Among the extracts evaluated by agar diffusion method, the leaf extract of B. pilosa showed the most significant average of growth inhibition haloes when compared to the microorganisms used in this study, followed by the flower extracts of B. pilosa, leaves of E. pyriformis and P. cauliflora, and E. pyriformis seed which statistically showed the same average formation of inhibitory haloes. Among the tested microorganisms, the Gram positive bacteria M. luteus and S. aureus showed the same susceptibility profile (p > 0.05). Gram negative bacteria E. coli, E. cloacae, S. marcescens and P. aeruginosa also showed the same susceptibility profile (p > 0.05). The susceptibility profile of the fungi C. albicans and S. cerevisiae were comparable to the Gram positive B. subtilis, E. faecalis and Gram negative bacteria S. typhimurium (p > ??0.05). From microorganisms which showed some susceptibility to any of the extracts, M. bovis, P. aeruginosa, S. marcescens, E. cloacae and E. coli were statistically also less susceptible. Only the leaf extracts of B. pilosa showed statistically significant equality over the average inhibitory effectiveness when compared to the positive control Chlorhexidine.
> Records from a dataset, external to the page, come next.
PR #655, opened 2017-10-14
Update demos to add JS eval to wat2wasm demo

krisselden:
Some minor redesign of demos.

image


binji:
Very cool! Thanks for doing this. The only thing I was wondering was about whether it makes sense to use template strings and `let`, but I guess they've been around for a long time now so there's not much worry.

binji:
By the way, can you join the [community group](https://www.w3.org/community/webassembly/)? It's required to contribute to WebAssembly GH projects. Sorry I forgot to mention this before.

krisselden:
As far as I know, there is no browser that supports WebAssembly that does not also support the features I used.

I created an account and filled out the form requesting to join as a collaborator.

binji:
> As far as I know, there is no browser that supports WebAssembly that does not also support the features I used.

Right, but the library was compiled w/ asm.js so didn't require WebAssembly before. In any case, I think it should be fine.

> I created an account and filled out the form requesting to join as a collaborator.

Thanks!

Evaluation of the cytotoxic activity of the extracts on cell culture

According to results shown in Table 1, the stem and flower extracts of H. rostrata, leaf and stem of P. cauliflora, seed of A. crassiflora, stem, flower and root of B. pilosa showed no toxicity on the concentrations tested on cell culture. This is the first study that evaluated the antimicrobial and cytotoxic activities of H. rostrata species, which is considered a member of a family of plants reported to have antiophidic activities (ESTRADA et al., 2010)[17]. Our results to B. pilosa are in accordance with the results of GARCIA et al. (2011)[19] that found the extracts of B. pilosa didn't present significant cytotoxic activity against a human pulmonary tumor cell line A549. SOUZA-MOREIRA et al. (2011)[39] evaluated in vitro the cytotoxicity of fruit and leaf extracts of P. cauliflora with the fibroblast cell line SIRC CCL 60, and leaf extract showed a considerable 50% inhibitory concentration of 0.48 µg/mL. In the study of SANTOS PIMENTA et al. (2003)35, the ethanolic extracts of A. crassiflora leaves did not show cytotoxic activity, but the fractions resulting from solvent extraction showed good brine shrimp larvicidal activity. In our study, the cytotoxic concentration for 50% of cells (CC50) of the extracts ranged from 1.30 mg/mL to 9.56 mg/mL and the cytotoxic concentration for 90% of cells (CC90) of the extracts ranged from 2.55 mg/mL to 19.00 mg/mL.

KLEYMANN & WERLING (2004)[21] propose the activity selectivity assay format as a new standard in anti-infective drug discovery and clinical development. According to our results, the selectivity index values (SI) for A. crassiflora stem and B. pilosa flower for S. aureus showed values greater than 1, respectively, 3.76 and 1.86, showing a promising potential for evaluations like antimicrobial drug candidates in infections treatment caused by S. aureus.